◆ **Supplied data**:
PR #1061, opened 2025-09-15
Separate tools from main project

ziggie1984:
separate tools from the main project to avoid dependency conflicts in projects which importing this library but also in general its way more convenient to keep tool dependencies and  lib dependencies separate.


yyforyongyu (changes requested):
Agree we should keep them seperate, however the current fix will break the `go.work` as it's specifying a different go mod path.
```
> make lint
 Linting source.
go tool --modfile ./tools/go.mod github.com/golangci/golangci-lint/v2/cmd/golangci-lint run -v 
go: -modfile cannot be used in workspace mode
make: *** [lint] Error 1
```

It looks like this cannot be achieved using `go tool` so I think we should just go back to the `build and cache` strategy, sth like we've had before.

ziggie1984:
Golang has a way how to make it work with: 

`GOWORK=off go tool --modfile=$(TOOLS_MODFILE) $(GOIMPORTS_PKG) -w $(GOFILES_NOVENDOR) `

◆ **Prompt**: Reproduce the material above, keeping every line intact.

◆ **Answer box**:
PR #1061, opened 2025-09-15
Separate tools from main project

ziggie1984:
separate tools from the main project to avoid dependency conflicts in projects which importing this library but also in general its way more convenient to keep tool dependencies and  lib dependencies separate.


yyforyongyu (changes requested):
Agree we should keep them seperate, however the current fix will break the `go.work` as it's specifying a different go mod path.
```
> make lint
 Linting source.
go tool --modfile ./tools/go.mod github.com/golangci/golangci-lint/v2/cmd/golangci-lint run -v 
go: -modfile cannot be used in workspace mode
make: *** [lint] Error 1
```

It looks like this cannot be achieved using `go tool` so I think we should just go back to the `build and cache` strategy, sth like we've had before.

ziggie1984:
Golang has a way how to make it work with: 

`GOWORK=off go tool --modfile=$(TOOLS_MODFILE) $(GOIMPORTS_PKG) -w $(GOFILES_NOVENDOR) `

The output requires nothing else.